Data in this exercise:

PR #1177, opened 2015-02-02
Update _form.html.erb

romoloman:
The previous patch renders a blank page.

### DIFF
--- a/app/views/feeds/_form.html.erb
+++ b/app/views/feeds/_form.html.erb
@@ -35,7 +35,7 @@
         <div class="clearfix">
           <%= f.label :group %>
           <div class="input">
-            <%= f.collection_select :group_id, Group.accessible_by(current_ability), :id, :name %>
+            <%= f.collection_select :group_id, Group.all, :id, :name %>
           </div>
         </div>
         


augustf:
This definitely seems to fix this issue on the show page -- but I'm unable to understand either why this fixes the issue or why the other page changed in 8f97ceae16c73dbb127db922bdd85de5bc88f3cd is working. If we can't get to the bottom of this, I'll simply revert 8f97ceae16c73dbb127db922bdd85de5bc88f3cd , as it seems to have caused the regression.

romoloman:
I suppose that current_ability doesn't allow to read group list that's why accessible_by fails
The other part of 8f97cea seem to work properly.

augustf:
Talking with @mikldt , the problem may be related to the Groups not all being readable and a better approach than listing all the groups (which the user shouldn't have access to) is to use the auth! function in the controller for the groups array.

simplysoft:
auth! should do the same thing as accessible_by, so the real problem might be in the ability permission rules. 
We are using some modified rules, it can be that the original rules are not complete.

simplysoft:
The root cause are the ability rules for when public concerto is enabled. we are working on a fix

Issue #1156, opened 2014-12-21
Devise 3.4.x upgrade breaks on Travis.


augustf:
Upgrading Devise to 3.4.x requires that a secret_key config setting be defined in Devise. In a normal deployment, this can be solved by setting it to ConcertoConfig[:secret_token]. In Travis, however, the Devise initializer (even when placed after the secret token initializer) fails to find a ConcertoConfig table.

My sense is that Travis is not running the initializers in the usual order or is somehow preloading them, but it's hard to say.

mfrederickson:
It does look like that table does not exist when running under the test environment the first time.  When I run tests manually, locally, the first time it bombs with a no secret key base, the second time it works fine because the table exists.  Since the test db is recreated each iteration, why not allow it to set it and not store it to the table if the table doesn't exist yet?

What this task involves: Out of the records, collect only those lines that contain the string "Devise".

Problem solution:
Devise 3.4.x upgrade breaks on Travis.
Upgrading Devise to 3.4.x requires that a secret_key config setting be defined in Devise. In a normal deployment, this can be solved by setting it to ConcertoConfig[:secret_token]. In Travis, however, the Devise initializer (even when placed after the secret token initializer) fails to find a ConcertoConfig table.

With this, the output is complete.